LLM-based Semantic Search for Conversational Queries in E-commerce
Emad Siddiqui, Venkatesh Terikuti, Xuan Lu
TL;DR
This work tackles the challenge of conversational search in e-commerce by integrating LLM-generated synthetic data to fine-tune a domain-specific embedding that captures semantic product relationships, with a separate generative model that converts natural-language queries into structured constraints. The framework combines similarity-based retrieval with constraint-based filtering, implemented via FAISS indexing and a Flan-T5-small-based filter extractor, to improve precision and recall on a real-world catalog. Evaluations on a held-out test set derived from the Amazon ESCI data show meaningful gains over diverse baselines, and the authors release a large synthetic-query dataset and a constrained evaluation benchmark to support future research. The approach demonstrates practical impact for scalable, constraint-aware semantic search in e-commerce, and provides a flexible architecture that can extend across categories and catalogs with adjustable threshold mappings for qualitative constraints.
Abstract
Conversational user queries are increasingly challenging traditional e-commerce platforms, whose search systems are typically optimized for keyword-based queries.
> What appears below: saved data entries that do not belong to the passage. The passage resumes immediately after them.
PR #3921, opened 2022-05-18
fix: N-04, immutable value could be used

pemulis:

**Motivation**

Since the `finder` is only set up on initialization, it could be made `immutable` and set in the constructor rather than the `setUp` function. This more clearly signals intent and reduces gas costs.

**Summary**

Set `finder` in constructor and make `immutable`.

**Details**

**Testing**

- [ ]  New unit tests created
- [ ]  Untested

**Issue(s)**

Fixes #XXXX

### DIFF
--- a/packages/core/contracts/zodiac/OptimisticGovernor.sol
+++ b/packages/core/contracts/zodiac/OptimisticGovernor.sol
@@ -35,7 +35,7 @@ contract OptimisticGovernor is Module, Lockable {
     event ProposalDeleted(uint256 indexed proposalId);
 
     // Since finder is set during setUp, you will need to deploy a new Optimistic Governor module if this address need to be changed in the future.
-    FinderInterface public finder;
+    FinderInterface public immutable finder;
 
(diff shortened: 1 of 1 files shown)


packages/core/contracts/zodiac/OptimisticGovernor.sol
```diff
@@ -80,22 +80,22 @@ contract OptimisticGovernor is Module, Lockable {
         bytes32 _identifier,
         uint64 _liveness
     ) {
-        bytes memory initializeParams = abi.encode(_finder, _owner, _collateral, _bond, _rules, _identifier, _liveness);
+        bytes memory initializeParams = abi.encode(_owner, _collateral, _bond, _rules, _identifier, _liveness);
+        require(_finder != address(0), "finder address can not be empty");
```
mrice32, line 84: Was this check added in a different PR? Watch out for merge conflicts.

mrice32 (approved):

PR #3925, opened 2022-05-18
fix: N-08, Undocumented implicit approval requirements

pemulis:

**Motivation**

The `proposeTransactions` function will fail if the proposer has not set an appropriate allowance for the `OptimisticGovernor` contract but this is not documented in the code.

**Summary**

Adds inline documentation explaining that the function will fail if a proper allowance is not set.

**Details**

**Testing**

- [ ]  New unit tests created
- [ ]  Untested

**Issue(s)**

Fixes #XXXX

### DIFF
--- a/packages/core/contracts/zodiac/OptimisticGovernor.sol
+++ b/packages/core/contracts/zodiac/OptimisticGovernor.sol
@@ -211,6 +211,8 @@ contract OptimisticGovernor is Module, Lockable {
         optimisticOracle.setCustomLiveness(identifier, time, ancillaryData, liveness);
 
         // Get the bond from the proposer and approve the bond and final fee to be used by the oracle.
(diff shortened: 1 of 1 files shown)


packages/core/contracts/zodiac/OptimisticGovernor.sol
```diff
@@ -211,6 +211,8 @@ contract OptimisticGovernor is Module, Lockable {
         optimisticOracle.setCustomLiveness(identifier, time, ancillaryData, liveness);
 
         // Get the bond from the proposer and approve the bond and final fee to be used by the oracle.
+        // This will fail if the proposer has not granted the OptimisticGovernor contract an allowance
```
mrice32, line 214: I would also suggest adding an `@dev` section in the natspec that says this too.

mrice32 (approved):

nicholaspai (approved):

PR #3933, opened 2022-05-24
fix(merkle-distributor): [H12] track claimed rewards per window

Reinis-FRP:
**Motivation**

Audit identified the following issue:
_The MerkleDistributor unnecessarily allows for separate rewards to be stolen from each other if a single merkle tree allows to withdraw more rewards than were provided to that tree._

**Summary**

This PR fixes identified issue by adding `remainingAmount` parameter to each window that is decreased with each claim. Claims that cause it to underflow are reverting.

**Testing**

- [x]  New unit tests created
- [ ]  Untested


packages/core/contracts/merkle-distributor/implementation/MerkleDistributor.sol
```diff
@@ -248,6 +238,8 @@ contract MerkleDistributor is Ownable {
 
     // Verify claim is valid and mark it as completed in this contract.
     function _verifyAndMarkClaimed(Claim memory _claim) private {
+        // Check claimed rewards do not exceed remaining funding for the window.
+        require(_claim.amount <= merkleWindows[_claim.windowIndex].remainingAmount, "Insufficient funding for window");
```
chrismaree, line 242: I dont think this is strictly required as the call on line 175 would revert if there was not enough but it's better to have a more descriptive revert message than just `underflow`

chrismaree (approved):
this is good, makes sence and is a clean solution. I'm not really sure why we didnt just do this in the first place... if you have a block of 14 lines explaining a known issue in the contracts it should likely be fixed •͡˘㇁•͡˘

@nicholaspai do you see any issues with what we've proposed here? I know you worked closely on this particular part of the code.

packages/core/contracts/merkle-distributor/implementation/MerkleDistributor.sol
mrice32: Agree. We should drop this as it's an unnecessary gas expenditure.

mrice32 (approved):
Looks good!

I'm not sure I 100% agree that this is needed.

Before this change, you were trusting the owner to make sure they deposit enough funds such that the sum of all leaves of all roots are funded.

After this change, you're trusting the owner to make sure they deposit enough funds such that the sum of the remainingAmount values are funded.

In the former, one root could steal from another if one had a leaf with a very large amount value. In the latter you could have remainingAmount value that is set very high.

The trust assumptions feel the same IMO. I would argue the only thing that would make this trustless would be to drop the withdrawRewards, deleteWindow methods and require that funds are pulled from the caller in setWindow.

@Reinis-FRP happy to approve as is, but it feels a bit like we're adding gas for no real change in trust assumptions.

Reinis-FRP:
> The trust assumptions feel the same IMO. I would argue the only thing that would make this trustless would be to drop the withdrawRewards, deleteWindow methods and require that funds are pulled from the caller in setWindow.

Agree to your judgement on trust assumptions when owner is EOA, but this considerably improves security when owned by [OptimisticDistributor](https://github.com/UMAprotocol/protocol/blob/master/packages/core/contracts/financial-templates/optimistic-distributor/OptimisticDistributor.sol) as individual sponsors funding rewards might otherwise try to steal each others' deposits in MerkleDistributor by misconfiguring price identifier/ancilary data and making it difficult for honest verifiers to dispute malicious payout proposals (e.g. short OO liveness with high bonds).

Currently OptimisticDistributor does not implement calling `withdrawRewards` and `deleteWindow` methods on its controlled MerkleDistributor, but would be something to consider in future releases (e.g. contract controlled clawback mechanism by sponsors)

mrice32 (approved):
LGTM!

We present an LLM-based semantic search framework that effectively captures user intent from conversational queries by combining domain-specific embeddings with structured filters. To address the challenge of limited labeled data, we generate synthetic data using LLMs to guide the fine-tuning of two models: an embedding model that positions semantically similar products close together in the representation space, and a generative model for converting natural language queries into structured constraints. By combining similarity-based retrieval with constraint-based filtering, our framework achieves strong precision and recall across various settings compared to baseline approaches on a real-world dataset.